INPUT DATA: Begin

PR #2485, opened 2026-07-05
fix(download): parse Content-Disposition filename with trailing params

phil-opp:
## Issue

`get_filename` (`libraries/extensions/download/src/lib.rs`) took everything after the first `filename=` to the end of the header and only stripped surrounding quotes:

```rust
filename.split("filename=").nth(1).map(|n| n.trim_matches('"').to_string())
```

Real `Content-Disposition` headers routinely append more parameters. For `attachment; filename="model.bin"; size=1000`, `nth(1)` yields `"model.bin"; size=1000`, and `trim_matches('"')` strips only the leading quote (the string no longer ends in one), producing the literal filename `model.bin"; size=1000`. The artifact is then written under that junk name (`target_dir.join(filename)`), so any later lookup by the expected name fails.

## Fix

Extract a testable helper `parse_content_disposition_filename(header: &str) -> Option<String>` that:
- cuts the value at the closing quote (quoted form) or the next `;` (token form),
- trims whitespace/quotes,
- returns `None` for an empty value so the existing URL-path fallback still applies.

A `;` inside a quoted filename is preserved. The RFC 5987 `filename*=` extended form is left undecoded and falls through (unchanged from before). The downstream sanitize block (path-component stripping, null-byte / >255-length rejection) is untouched.

## Validation

- Added unit tests covering: quoted with/without trailing params, unquoted with trailing params, semicolon inside quotes, and empty/missing/`filename*=` → `None`.
- Verified against the old behavior: every input the old code handled correctly produces identical output; the previously-broken multi-parameter case is now correct.
- `cargo test -p dora-download`, `cargo clippy -p dora-download -- -D warnings`, and `cargo fmt --all -- --check` all pass.

---

---

### DIFF
--- a/libraries/extensions/download/src/lib.rs
+++ b/libraries/extensions/download/src/lib.rs
@@ -5,20 +5,31 @@ use std::os::unix::prelude::PermissionsExt;
 use std::path::{Path, PathBuf};
 use tokio::io::AsyncWriteExt;
 
-fn get_filename(response: &reqwest::Response) -> Option<String> {
-    let raw_name = if let Some(content_disposition) = response.headers().get("content-disposition")
-    {
-        if let Ok(filename) = content_disposition.to_str() {
-            filename
-                .split("filename=")
-                .nth(1)
-                .map(|n| n.trim_matches('"').to_string())
-        } else {
-            None
-        }
+/// Extract the `filename` parameter from a `Content-Disposition` header value.
+///
+/// Handles headers that carry additional parameters after the filename, e.g.
+/// `attachment; filename="model.bin"; size=1000`, and both quoted and unquoted
+/// forms. Returns `None` when no non-empty `filename=` value is present (the
+/// RFC 5987 extended `filename*=` form is not decoded and falls through).
+fn parse_content_disposition_filename(header: &str) -> Option<String> {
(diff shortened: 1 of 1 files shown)


phil-opp:

The new helper correctly cuts quoted values at the closing quote and token values at the next `;`, so trailing parameters like `; size=1000` no longer leak into the saved filename. The edge cases hold up too: the `filename*=` extended form does not contain a literal `filename=` substring, so it falls through to `None` and preserves the URL-path fallback; unterminated quotes degrade gracefully; and an empty value returns `None`.

---

---

phil-opp:
/trunk merge

Re-queuing: the removal is collateral from a shared batch, not a fault in this PR. Batch PR #2569 failed with 9 of 11 `fault-tolerance-e2e` **restart** tests failing (`max_restarts_*`, `restart_recovers_from_failure`, `node_restarted_is_delivered_to_downstream`, etc.) — the process-restart subsystem, which this change does not touch. This PR only modifies `Content-Disposition` filename parsing in the `download` crate (operator/artifact fetch), and it passed Trunk's isolated batch bisection earlier. The mass fault-tolerance failure pattern indicates a poison PR elsewhere in the batch or runner resource/timing overload (the queue has also been hitting `No space left on device` infra failures).

---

INPUT DATA: End

_WHAT IS BEING ASKED_: Find and copy each line of the data where "extensions" is present.

_ANSWER TO THIS TASK_:
`get_filename` (`libraries/extensions/download/src/lib.rs`) took everything after the first `filename=` to the end of the header and only stripped surrounding quotes:
--- a/libraries/extensions/download/src/lib.rs
+++ b/libraries/extensions/download/src/lib.rs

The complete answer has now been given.